Prep the raspberries. Rinse gently, drain well, and pat dry so they don’t water down the yogurt. Set aside a few pretty berries for the top.
Flavor the yogurt. In a bowl, stir the yogurt with vanilla, lemon zest, and your sweetener of choice. Taste and adjust.
You want it slightly sweet and pleasantly tangy.
Make a quick raspberry mash (optional). Lightly smash a handful of raspberries with a fork. This creates a quick sauce that swirls beautifully through the yogurt.
Layer the base. Spoon a layer of yogurt into the bottom of each glass. Aim for about 2–3 tablespoons per layer so the parfait looks neat and balanced.
Add berries. Sprinkle a layer of raspberries or spoon in the raspberry mash.
Try to push some berries to the edges for a pretty, visible layer.

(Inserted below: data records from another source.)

PR #11183, opened 2025-01-07
chore: ignore type errors when watching

Zyie:
##### Description of change

* Added a new `build:silent` script that uses `tsc-silent` to suppress all errors during the TypeScript compilation process.
* Updated the `watch` and `watch:lib` scripts to use the new `build:silent` script instead of the previous build scripts.

This should stop the watch command from crashing when you are developing


package.json
```diff
@@ -24,17 +24,16 @@
     "clean:uploads": "rimraf .pr_uploads .s3_uploads --glob",
     "prebuild": "npm run clean",
     "build": "run-s build:pkg build:rollup build:tsc build:dts build:dts-bundle",
+    "build:silent": "tsc-silent -p tsconfig.types.json --suppress @ && run-s build:pkg build:rollup build:dts",
```
bigtimebuddy, line 27: I find these scripts to be a little complicated. Can I suggest the following instead as it's a little simpler doesn't involve changing the watch commands...

```json
{
  "build:tsc:silent": "tsc-silent -p tsconfig.types.json --suppress",
  "watch:build": "run-s build:tsc:silent build:pkg build:rollup build:dts"
}
```

bigtimebuddy (approved):

GoodBoyDigital (approved):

Add crunch. Scatter granola or chopped nuts over the berries. Keep it light—you want crunch in each bite without overpowering the fruit.
Repeat layers. Continue layering yogurt, berries, and granola until the glasses are almost full. Finish with yogurt to keep the granola crisp for longer.
Top and garnish. Add a few whole raspberries, a pinch of granola, and a small mint leaf.
Drizzle a tiny bit of honey if you like.
Serve or chill. Serve immediately for maximum crunch, or chill for up to 2 hours. If you plan to store longer, keep the granola separate to prevent softening.